Asbestos is the name of a group of minerals that occur naturally as masses of strong, flexible fibers that can be separated into thin threads and woven. Asbestos has been widely used in many industrial products, including cement, brake linings, roof shingles, flooring products, textiles, and insulation. If tiny asbestos particles float in the air, especially during the manufacturing process, they may be inhaled or swallowed, and can cause serious health problems. In addition to mesothelioma, exposure to asbestos increases the risk of lung cancer, asbestosis (a noncancerous, chronic lung ailment), and other cancers, such as those of the larynx and kidney.
The combination of smoking and asbestos exposure significantly increases a person's risk of developing cancer of the airways (lung cancer, bronchial carcinoma). The Kent brand of cigarettes used asbestos in its filters for the first few years of production in the 1950s and some cases of mesothelioma have resulted. Smoking modern cigarettes does not appear to increase the risk of mesothelioma. Some studies suggest that simian virus 40 (SV40) may act as acofactor in the development of mesothelioma.
Exposure
Asbestos was known in antiquity, but it wasn't mined and widely used commercially until the late 1800s. Its use greatly increased duringWorld War II. Since the early 1940s, millions of American workers have been exposed to asbestos dust. Initially, the risks associated with asbestos exposure were not publicly known. However, an increased risk of developing mesothelioma was later found among shipyard workers, people who work in asbestos mines and mills, producers of asbestos products, workers in the heating and construction industries, and other tradespeople. Today, the U.S.Occupational Safety and Health Administration (OSHA) sets limits for acceptable levels of asbestos exposure in the workplace, and created guidelines for engineering controls and respirators, protective clothing, exposure monitoring, hygiene facilities and practices, warning signs, labeling, recordkeeping, and medical exams. By contrast, the British Government's Health and Safety Executive (HSE) states formally that any threshold for mesothelioma must be at a very low level and it is widely agreed that if any such threshold does exist at all, then it cannot currently be quantified. For practical purposes, therefore, HSE does not assume that any such threshold exists. People who work with asbestos wear personal protective equipment to lower their risk of exposure.

Occupational

Exposure to asbestos fibres has been recognised as an occupational health hazard since the early 1900s. Several epidemiological studies have associated exposure to asbestos with the development of lesions such as asbestos bodies in the sputum, pleural plaques, diffuse pleural thickening, asbestosis, carcinoma of the lung and larynx, gastrointestinal tumours, and diffuse mesothelioma of the pleura and peritoneum.

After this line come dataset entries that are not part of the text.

PR #79, opened 2018-04-29
Index Autoconfiguration, overcoming filedescriptor limitations

### LINKED ISSUE #60: index can crash if running out of file handles

hendrikmuhs:
This change implements auto-configuration of index settings, including configuring the maximum number of segments which is directly connected to the number of file descriptors. If not externally given it tries to increase the limit (usually from 1024 to 1M). In case of running low on file descriptors index operations are automatically throttled so that concurrent compaction can catch up and reduce open descriptors.

Also changes the queue implementation - after benchmarking - to use condition variables instead of a spin-lock if the queue runs full or empty. This improves indexing performance and also fixes a problem in the spin-lock implementation that could cause cpu hogging. 

fixes #60

### DIFF
--- a/keyvi/include/keyvi/index/constants.h
+++ b/keyvi/include/keyvi/index/constants.h
@@ -43,4 +43,7 @@ static const char DEFAULT_KEYVIMERGER_BIN[] = "keyvimerger";
 // spinlock wait time if there are to many segments
 static const size_t SPINLOCK_WAIT_FOR_SEGMENT_MERGES_MS = 10;
 
+// max parallel process for segment merging
+static const size_t MAX_CONCURRENT_MERGES_DEFAULT = 8;
+
 #endif  // KEYVI_INDEX_CONSTANTS_H_
--- a/keyvi/include/keyvi/index/constants.h
+++ b/keyvi/include/keyvi/index/constants.h
@@ -40,7 +40,7 @@ static const size_t DEFAULT_REFRESH_INTERVAL = 1000ul;
 static const size_t DEFAULT_COMPILE_KEY_THRESHOLD = 10000ul;
 static const char DEFAULT_KEYVIMERGER_BIN[] = "keyvimerger";
 
-// spinlock wait time if there are to many segments
+// spinlock wait time if there are too many segments
 static const size_t SPINLOCK_WAIT_FOR_SEGMENT_MERGES_MS = 10;
 
 // max parallel process for segment merging
--- a/keyvi/include/keyvi/index/constants.h
+++ b/keyvi/include/keyvi/index/constants.h
@@ -41,6 +41,6 @@ static const size_t DEFAULT_COMPILE_KEY_THRESHOLD = 10000ul;
 static const char DEFAULT_KEYVIMERGER_BIN[] = "keyvimerger";
 
 // spinlock wait time if there are to many segments
-static const size_t SPINLOCK_WAIT_FOR_SEGMENT_MERGES = 10;
+static const size_t SPINLOCK_WAIT_FOR_SEGMENT_MERGES_MS = 10;
 
 #endif  // KEYVI_INDEX_CONSTANTS_H_
--- a/keyvi/include/keyvi/index/constants.h
+++ b/keyvi/include/keyvi/index/constants.h
@@ -25,11 +25,22 @@
 #ifndef KEYVI_INDEX_CONSTANTS_H_
 #define KEYVI_INDEX_CONSTANTS_H_
 
+#include <cstddef>
+
 static const char INDEX_REFRESH_INTERVAL[] = "refresh_interval";
 static const char MERGE_POLICY[] = "merge_policy";
 static const char DEFAULT_MERGE_POLICY[] = "simple";
 static const char KEYVIMERGER_BIN[] = "keyvimerger_bin";
 static const char INDEX_MAX_SEGMENTS[] = "max_segments";
 static const char SEGMENT_COMPILE_KEY_THRESHOLD[] = "segment_compile_key_threshold";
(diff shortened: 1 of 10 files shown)


keyvi/include/keyvi/index/constants.h
```diff
@@ -25,9 +25,25 @@
...
+static const char INDEX_MAX_SEGMENTS[] = "max_segments";
+static const char SEGMENT_COMPILE_KEY_THRESHOLD[] = "segment_compile_key_threshold";
+static const char MAX_CONCURRENT_MERGES[] = "max_concurrent_merges";
+
+// defaults
+static const size_t DEFAULT_REFRESH_INTERVAL = 1000ul;
+static const size_t DEFAULT_COMPILE_KEY_THRESHOLD = 10000ul;
+static const char DEFAULT_KEYVIMERGER_BIN[] = "keyvimerger";
+
+// spinlock wait time if there are to many segments
```
amit-cliqz: typo: to --> too

keyvi/include/keyvi/index/internal/index_auto_config.h
```diff
@@ -0,0 +1,65 @@
...
+namespace keyvi {
+namespace index {
+namespace internal {
+
+class IndexAutoConfig final {
+ public:
+  static size_t MaxSegments() {
+    // increase file descriptors and leave some extra room, to be improved later
+    size_t file_descriptors = keyvi::util::OsUtils::TryIncreaseFileDescriptors();
+    return file_descriptors - 100;
```
amit-cliqz: Magic number 100: As I understand, you don't want to use all the file descriptors. Can you please explain why did you choose 100?

keyvi/include/keyvi/index/internal/index_writer_worker.h
```diff
@@ -209,6 +211,20 @@ class IndexWriterWorker final {
   merge_policy_t merge_policy_;
   util::ActiveObject<IndexPayload> compiler_active_object_;
 
+  void CompileIfThresholdIsHit() {
+    if (++payload_.write_counter_ > payload_.compile_key_threshold_) {
+      compiler_active_object_([](IndexPayload& payload) { Compile(&payload); });
+      payload_.write_counter_ = 0;
+
+      // worst case scenario, to many segments, throttle further writes until we are below the limit
```
amit-cliqz: typo: to --> too

keyvi/include/keyvi/index/internal/index_auto_config.h
hendrikmuhs: I agree, thats extremely vague. The problem is basically that I want to leave some room between the total limit and the setting, so that the client can have some open descriptors as well, e.g. because you create the index from a reading a open file. The other reason: compiling requires 2 open descriptors, so I need some room for that as well.

I think there is no perfect answer. I will improve the documentation. On the other side: Incrementing the file descriptors already helps, on Linux it's upped from 1024 (easy to hit) to 1 million, hitting 1 million segments == file descriptors is quite unlikely.

amit-cliqz: Thanks for the answer, it's clear now.

keyvi/include/keyvi/index/internal/index_writer_worker.h
```diff
@@ -85,7 +90,11 @@ class IndexWriterWorker final {
     boost::filesystem::path index_toc_file_part_;
     internal::IndexSettings settings_;
     std::list<MergeJob> merge_jobs_;
-    size_t max_concurrent_merges_ = 2;
+    size_t max_concurrent_merges_;
+    size_t max_segments_;
+    size_t compile_key_threshold_;
+    size_t index_refresh_interval_;
```
narekgharibyan: Looks like these members are only read after initialization, so we can have them `const` and initialize in constructor initializer list.

keyvi/tests/keyvi/util/single_producer_consumer_ringbuffer_test.cpp
```diff
@@ -69,6 +72,7 @@ BOOST_AUTO_TEST_CASE(SimpleTest) {
 
 BOOST_AUTO_TEST_CASE(SizeTest) {
   SingeProducerSingleConsumerRingBuffer<Item, 11> s;
+  auto now = std::chrono::system_clock::now();
```
narekgharibyan: Looks this var is unused.

keyvi/include/keyvi/util/os_utils.h
```diff
@@ -0,0 +1,60 @@
...
+    struct rlimit limit;
+
+    getrlimit(RLIMIT_NOFILE, &limit);
+    if (limit.rlim_cur != limit.rlim_max) {
+      // try different limits, as platforms behave differently
+      std::vector<size_t> limits{limit.rlim_max, 10000ul, 3200, 1024};
+
+      for (size_t l : limits) {
+        limit.rlim_cur = l;
+        if (setrlimit(RLIMIT_NOFILE, &limit) == 0) {
```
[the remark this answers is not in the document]
hendrikmuhs: I am re-reading the limit now, that seems to me the most simplest and safest solution, because - as I read - setting the limits might be flaky on some platforms.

The documented presence of asbestos fibres in water supplies and food products has fostered concerns about the possible impact of long-term and, as yet, unknown exposure of the general population to these fibres. Although many authorities consider brief or transient exposure to asbestos fibres as inconsequential and an unlikely risk factor, some epidemiologists claim that there is no risk threshold. Cases of mesothelioma have been found in people whose only exposure was breathing the air through ventilation systems. Other cases had very minimal (3 months or less) direct exposure.

Commercial asbestos mining at Wittenoom, Western Australia, occurred between 1945 and 1966. A cohort study of miners employed at the mine reported that while no deaths occurred within the first 10 years after crocidolite exposure, 85 deaths attributable to mesothelioma had occurred by 1985. By 1994, 539 reported deaths due to mesothelioma had been reported in Western Australia.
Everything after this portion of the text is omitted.